The 'OBT', then, will choose his/her best option.

Reactions: Like 2


----------



## Haksilence (May 17, 2016)

Obts are a wildcard they can behave semiarboreal, fossorial, or terrestrial. They are a heavy webbing species, so they will find a nook or cranny they like, and then web the hell out of it, or they will burrow and web the hell out of it. 

Keep the substrate dry for them and provide an appropriate sized water dish. 

In my experience they aren't the best eaters, they tend to just throw a threat pose at the disturbance and ignore he food unless they are hungry. They can go extremely long times without eating, my most recent mature male did not eat at all during his entire penultimate molt cycle. 

They are almost bulletproof, you would have to TRY to kill one. They are apex tarantulas that will adapt to damn near anything. We hear stories all the time of people losing them and then finding them several months later behind a refrigerator or something. 


But yeah, give them housing options, but don't fuss over aesthetic appeal cause they will cover everything in web. 

Feed them every 2 weeks or so (keep them a little on the hungry side so you see them out a little more often)

And finally keep it dry. Water dish is plenty.

Reactions: Like 1 | Agree 2


----------



## Sky`Scorcher (May 17, 2016)

OBT's are rather easy. Just provide them with the basic stuff. Dry substrate and lots of it, waterdish, cork bark or a piece of driftwood and you're good. Oh! And a long and slim(but firm) wooden stick to prod them with when you're going to rehouse them. I don't use tongs or anything with a wide enough surface area they can run up on cause I don't want to give them the satisfaction. Only applies to juvies and adults though. 

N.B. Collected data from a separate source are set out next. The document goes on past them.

PR #509, opened 2024-07-14
Remove VPC build system

### LINKED ISSUE #313: Drop the VPC build system
As we've moved to CMake with #241, I think we should remove the VPC build files and documentation from the project, because maintaining two build systems is just extra overhead. And I assume we're not going to be building for the Xbox360 any time soon 😄

Masterkatze:
Remove VPC build system, protobuf and some build scripts.

Closes #313


CONTRIBUTING.md
```diff
@@ -113,14 +113,8 @@ Ochii's impressive [reverse engineering project](https://github.com/Ochii/neotok
```
nullsystem, line 113: `Current: CMake` -> `CMake`

Rainyan:
This completely breaks our ability to compile shaders - we need the `neo\mp\src\materialsystem\stdshaders` Perl toolchain for compiling the DirectX shaders.

Rainyan:
Also, is there a need for us to drop Protobuf? It seems useful for encoding networked events efficiently, etc. Or was it only a part of the VPC project but not CMake, or outdated?

Rainyan:
Personally, I'd be happy just to see the .vpc scripts gone for not having to maintain them. Also, I'm not sure I have the confidence to review a -300k loc diff across so many files. Seems like a lot of changes for a single PR.

Masterkatze:
> This completely breaks our ability to compile shaders - we need the `neo\mp\src\materialsystem\stdshaders` Perl toolchain for compiling the DirectX shaders.

I was unsure if we use it, I'll add it back.

> Also, is there a need for us to drop Protobuf? It seems useful for encoding networked events efficiently, etc. Or was it only a part of the VPC project but not CMake, or outdated?

It was not being used even with VPC, if we will need protobuf one day - there are better ways to add it rather than having an old version in our repo directly.

> -300k loc diff across so many files

It's 99% protobuf.

AdamTadeusz:
image
Nice

CONTRIBUTING.md
```diff
@@ -109,18 +109,12 @@ Ochii's impressive [reverse engineering project](https://github.com/Ochii/neotok
 
 ## Good to know
 
-### Current: CMake
+### CMake
 
 This project currently use the [CMake](https://cmake.org/) build system to generate ninja/makefiles and is integrated with IDEs such as VS2022 and Qt Creator. When modifying the project file structure, look into `CMakeLists.txt` and `cmake/*.cmake`.
```
brysondev, line 114: This project ~~currently~~ uses.

Masterkatze: Updated

brysondev (approved):
looks great!

nullsystem (approved):

PR #520, opened 2024-07-25
Original HUD colours

### LINKED ISSUE #455: Hud background opacity should be the same as OG NT
### Build Info

20240629_321f139

### Description

OG NT:
image

NT;RE:
image

### To Reproduce

Launch into a map, spawn on a team and observer the HUD.

### Expected behavior

The HUD background opacity should match OG NT.

### Actual behavior

It's much less transparent.

### Operating System

- [X] Windows
- [ ] Linux

### Version/Distro

Windors 10

### Machine's CPU

_No response_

I only use tongs when I'm removing bolus or uneaten feeders.

A steel heart is also required and lastly, respect. Lots and lots of respect.

Reactions: Like 1


----------



## Chris LXXIX (May 17, 2016)

Sky`Scorcher said:


> A steel heart is also required and lastly, respect. Lots and lots of respect.


True. After all _P.murinus_ is the *Prophet *of the *Goddess *(0.1 _P.muticus_) PBUH (Peace Be Upon Her)

" There is No *Goddess *but 0.1 _P.muticus_ and _P.murinus_ is her *Prophet *" *OH-BITES-ALLAAARGH!* <----

Reactions: Like 1 | Funny 1


----------



## louise f (May 17, 2016)

Chris LXXIX said:


> True. After all _P.murinus_ is the *Prophet *of the *Goddess *(0.1 _P.muticus_) PBUH (Peace Be Upon Her)
> 
> " There is No *Goddess *but 0.1 _P.muticus_ and _P.murinus_ is her *Prophet *" *OH-BITES-ALLAAARGH!* <----


Haha, at first i thought you were a new member, lol. Ohh but then i looked at the name, got me again with those photos. Haaha

Reactions: Love 1


----------



## Chris LXXIX (May 17, 2016)

louise f said:


> Haha, at first i thought you were a new member, lol. Ohh but then i looked at the name, got me again with those photos. Haaha


Time for a new blonde Lady pic

Reactions: Lollipop 1


----------



## louise f (May 17, 2016)

Chris LXXIX said:


> Time for a new blonde Lady pic


Yeah nice. Who is that


----------



## Chris LXXIX (May 17, 2016)

louise f said:


> Yeah nice. Who is that


A very ispirational Lady to me

Reactions: Like 1


----------



## viper69 (May 17, 2016)

AlmightyQues said:


> Obt care sheet ? Every websites says something different , are they arboreal ?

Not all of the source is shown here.